Preventing ACL Tears
The Anterior Cruciate Ligament is extremely important to the competitive athlete. This ligament controls rotational forces in the knee. If this ligament is torn, sudden changes in direction become nearly impossible. Prevention of injuries to the ACL should be part of every athlete’s training regime.
Statistically, participants in women’s basketball and soccer are at a higher risk to tear an ACL. There are many theories as to why females are more at risk for this injury. Some of them include: a narrower notch width of the femoral head; the relative strength and muscle recruitment pattern of the hamstring muscles relative to the quads; high levels of estrogen; and, lack of proper training at a young age. Most experts believe that the incidence of ACL tears can be lowered by instituting some simple changes in the training of not only female athletes but all athletes.

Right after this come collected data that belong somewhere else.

PR #298, opened 2023-12-08
Fix lint found by new linters

drevell:
This includes one real bug where we returned nil instead of err in templates/model/spec/v1beta1/spec.go !


sailorlqh (approved):
Thanks! I was just working on this!

sethvargo (approved):

PR #300, opened 2023-12-08
Refactor: move commonly used flags in to common/flags

sailorlqh:


templates/common/flags/flags.go
```diff
@@ -0,0 +1,14 @@
+// package flags contains flags that are commonly used by several commands
+package flags
+
+type CommonFlags struct {
```
sailorlqh, line 4: I am not sure which one is better
method 1:
implement a `func (r *CommonFlags) Register` here, so the RegisterFlags of RenderFlags,
it can just call `r.CommonFlags.Register(set)`

method 2, which is the current method:
no Register function in commonFlags, instead do this in each subcommand.
```
	g.StringVar(&cli.StringVar{
		Name:    "git-protocol",
		Target:  &r.CommonFlags.GitProtocol,
	})
```

drevell (approved):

General sports training should be centered around a properly periodized strength, flexibility, and aerobic conditioning program. The program should be planned so that the athlete progresses through specific phases of conditioning culminating in peak performance at the end of the sport season. The goal should be for the athlete to peak physically and mentally for the playoffs. The three basic cycles are: pre-season preparatory cycle; in-season cycle; and post-season cycle.

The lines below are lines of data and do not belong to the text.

PR #301, opened 2023-12-11
Add verify golden test content functionalities

chloechien:
This introduces 2 dependencies (sergi/go-diff, fatih/color), both been adopted by Google opensource.
Screenshot 2023-12-10 at 3 58 16 PM


templates/commands/goldentest/verify.go
```diff
@@ -60,9 +68,127 @@ func (c *VerifyCommand) Run(ctx context.Context, args []string) error {
...
+					failureText := red(fmt.Sprintf("-- [%s] expected, however missing", goldenFile))
+					err := fmt.Errorf(failureText)
+					tcErr = errors.Join(tcErr, err)
+					continue
+				} else {
+					return fmt.Errorf("failed to read (%s): %w", tempFile, err)
+				}
+			}
+
+			diffs := dmp.DiffMain(string(tempContent), string(goldenContent), false)
```
drevell, line 132: I'm not sure what the final parameter "false" means here, and the diffmatchpatch docs don't explain. Could you clarify?

templates/commands/goldentest/verify.go
```diff
@@ -60,9 +68,127 @@ func (c *VerifyCommand) Run(ctx context.Context, args []string) error {
...
+			}
+
+			tempContent, err := os.ReadFile(tempFile)
+			if err != nil {
+				if errors.Is(err, os.ErrNotExist) {
+					failureText := red(fmt.Sprintf("-- [%s] expected, however missing", goldenFile))
+					err := fmt.Errorf(failureText)
+					tcErr = errors.Join(tcErr, err)
+					continue
+				} else {
```
drevell, line 127: Since the previous `if` block has a continue, the convention is to avoid the unnecessary "else" here. So instead of `else {foo}` it can just be `foo` . Same at line 116.

templates/commands/goldentest/verify.go
```diff
@@ -60,9 +68,127 @@ func (c *VerifyCommand) Run(ctx context.Context, args []string) error {
...
+
+	if merr != nil {
+		return fmt.Errorf("golden test verification failure:\n %w", merr)
+	}
+
+	return nil
+}
+
+// addTestFile collects file paths generated in a golden test.
+func addTestFile(fileSet *map[string]struct{}, testDataDir string) error {
```
drevell, line 164: Perhaps addTestFile -> addTestFiles (plural)?

templates/commands/goldentest/verify.go
```diff
@@ -60,9 +68,127 @@ func (c *VerifyCommand) Run(ctx context.Context, args []string) error {
...
+			return err
+		}
+		if err := addTestFile(&fileSet, tempDataDir); err != nil {
+			return err
+		}
+
+		dmp := diffmatchpatch.New()
+
+		var tcErr error
+		for relPath := range fileSet {
```
drevell, line 104: In Go, the iteration order of a map is undefined, which means the order of the file comparisons is undefined. We probably want to do something deterministic here, so the test output is the same every time. Perhaps alphabetical (which would implicitly also be depth-first if we include the directory name as part of the path)?

templates/commands/goldentest/verify.go
```diff
@@ -60,9 +68,127 @@ func (c *VerifyCommand) Run(ctx context.Context, args []string) error {
...
+
+	for _, tc := range testCases {
+		goldenDataDir := filepath.Join(c.flags.Location, goldenTestDir, tc.TestName, testDataDir)
+		tempDataDir := filepath.Join(tempDir, goldenTestDir, tc.TestName, testDataDir)
+
+		fileSet := make(map[string]struct{})
+		if err := addTestFile(&fileSet, goldenDataDir); err != nil {
+			return err
+		}
+		if err := addTestFile(&fileSet, tempDataDir); err != nil {
```
drevell, line 97: Maybe if we used LoadDirWithoutMode we wouldn't need addTestFile?

https://github.com/abcxyz/abc/blob/eb69483b155ffb205abe88448047f27a6d1d90f4/templates/common/test_utils.go#L143

drevell (changes requested):

templates/commands/goldentest/verify.go
drevell: Oops, never mind, I just remembered that LoadDirWIthoutMode requires a *testing.T.

templates/commands/goldentest/verify.go
```diff
@@ -60,9 +68,127 @@ func (c *VerifyCommand) Run(ctx context.Context, args []string) error {
...
 
-	if _, err := parseTestCases(ctx, c.flags.Location, c.flags.TestName); err != nil {
-		return fmt.Errorf("failed to parse golden test: %w", err)
+	testCases, err := parseTestCases(ctx, c.flags.Location, c.flags.TestName)
+	if err != nil {
+		return fmt.Errorf("failed to parse golden tests: %w", err)
+	}
+
+	// Create a temporary directory to render golden tests
+	tempDir, err := renderTestCases(testCases, c.flags.Location)
```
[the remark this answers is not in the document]
chloechien: I see, I was thinking of making golden test simple, but since we already have this patter we may consider adopt that in future.

templates/commands/goldentest/verify.go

Coordination Improves Performance
Neuromuscular control of the knee during athletics is maintained by a complex interaction of the quadriceps and hamstring muscles. This includes both the muscles and the nerves that trigger the muscle contraction. Due to this non-contact ACL injuries may be a result of a breakdown in, or the lack of, the neuromuscular recruitment patterns necessary to prevent undue stress on the ACL.

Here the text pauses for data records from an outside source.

PR #302, opened 2023-12-12
Feat: Add test cases for common/specutil

sailorlqh:


templates/common/specutil/spec_test.go
```diff
@@ -0,0 +1,121 @@
...
+
+func TestSingleSpecInputVarForDescribe(t *testing.T) {
+	t.Parallel()
+	spec := &spec.Spec{
+		Desc: model.String{Val: "Test Description"},
+		Inputs: []*spec.Input{
+			{
+				Name:    model.String{Val: "name1"},
+				Desc:    model.String{Val: "desc1"},
+				Default: &model.String{Val: "."},
```
drevell, line 96: Should we add a test for an input that has no default?

drevell (changes requested):

templates/common/specutil/spec_test.go
sailorlqh: Nice catch, didn't think of this.

drevell (approved):
LGTM except for the lint error

drevell (approved):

The balance of power and the recruitment pattern of the quads and hamstrings have been shown to prevent ACL injuries. The quad muscles are an ACL antagonist, that is they place stress on the ACL when contracting. The hamstrings are an ACL agonist, removing ACL stress when contracting.
Due to this, if the hamstrings are excessively weak or inflexible they may not adequately protect the ACL during a strong quad contraction. Also, if the quad group is excessively strong, relative to the hamstrings, the ACL may be torn due to a lack of hamstring “protection.” ACL injury prevention should then focus on a balance in strength between the hamstrings and quads. It is recommended that the hamstrings should be 60 - 80% as strong as the quads. Also, proprioceptive exercises should be utilized to improve the neuromuscular recruitment patterns of the quads and hamstrings.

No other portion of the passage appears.